# Yamaha whine/whistle noise



## BigBen (Dec 16, 2007)

I have a 2004 Yamaha 150 four stroke with 180 hours on it. It has started making a strange whine or whistle noise that comes and goes. I took it toa shop fora different reason and they heard it. They replaced the balancer assembly, and kudos to Yamaha for paying for it even though I am out of warrranty. Anyway, I took the boat out yesterday and it still makes that noise. Has anyone else heard of this? If so do you know what it is and how to fix it? Thanks for the help.


----------



## Sequoiha (Sep 28, 2007)

sounds like the drive shaft is whining, take some spray like fluid film or pb blaster, and spray it on the drive shaft just under the power head. you can see it by the steering knuckle. put a good coat on it, and it should be fine....:usaflag


----------



## Tide In Knots (Oct 3, 2007)

Mine does the same thing.

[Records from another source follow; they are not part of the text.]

PR #927, opened 2024-05-07
Set default parameter location based on consumes

dhruvCW:
Just a fork of #880 that is based on the latest changes in master.


.rubocop.yml
```diff
@@ -75,3 +75,6 @@ Style/RegexpLiteral:
 
 Style/SlicingWithRange:
   Enabled: false
+
+Metrics/ParameterLists:
```
LeFnord, line 79: please remove it here, and add `# rubucop:disable Metrics/ParameterLists` before the method and after `# rubucop:enable Metrics/ParameterLists`

lib/grape-swagger/doc_methods/parse_params.rb
```diff
@@ -148,14 +148,18 @@ def document_example(settings)
...
-        def param_type(value_type)
+        def param_type(value_type, consumes)
           param_type = value_type[:param_type] || value_type[:in]
           if value_type[:path].include?("{#{value_type[:param_name]}}")
             'path'
           elsif param_type
             param_type
           elsif %w[POST PUT PATCH].include?(value_type[:method])
-            DataType.request_primitive?(value_type[:data_type]) ? 'formData' : 'body'
+            if consumes.include?('application/x-www-form-urlencoded') || consumes.include?('multipart/form-data')
```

I have had it come and go for the last 500+ hours. I was told the same thing Kenny told you but it still comes and goes. I have over 780 hours and haven't had a lick of trouble out of mine.


----------



## Tyee Dave (Oct 24, 2007)

Me three.

When I had it in for its first service, I was told it was a pulley and they guy said he'd grease the bearing. Needless to say it never made a difference but I've had no problems and it isn't getting any better or worse. OBTW mine seems to do that at low rpm only.


----------



## DOUBLE "D" & LV (Oct 2, 2007)

It could also be the lower drive shaft bushing in the midsection. Several 4 stroke yamahas do this. Yamaha has them replaced when in warranty. Have the dealer call and ask to see if they will do it for yours out of warranty.


----------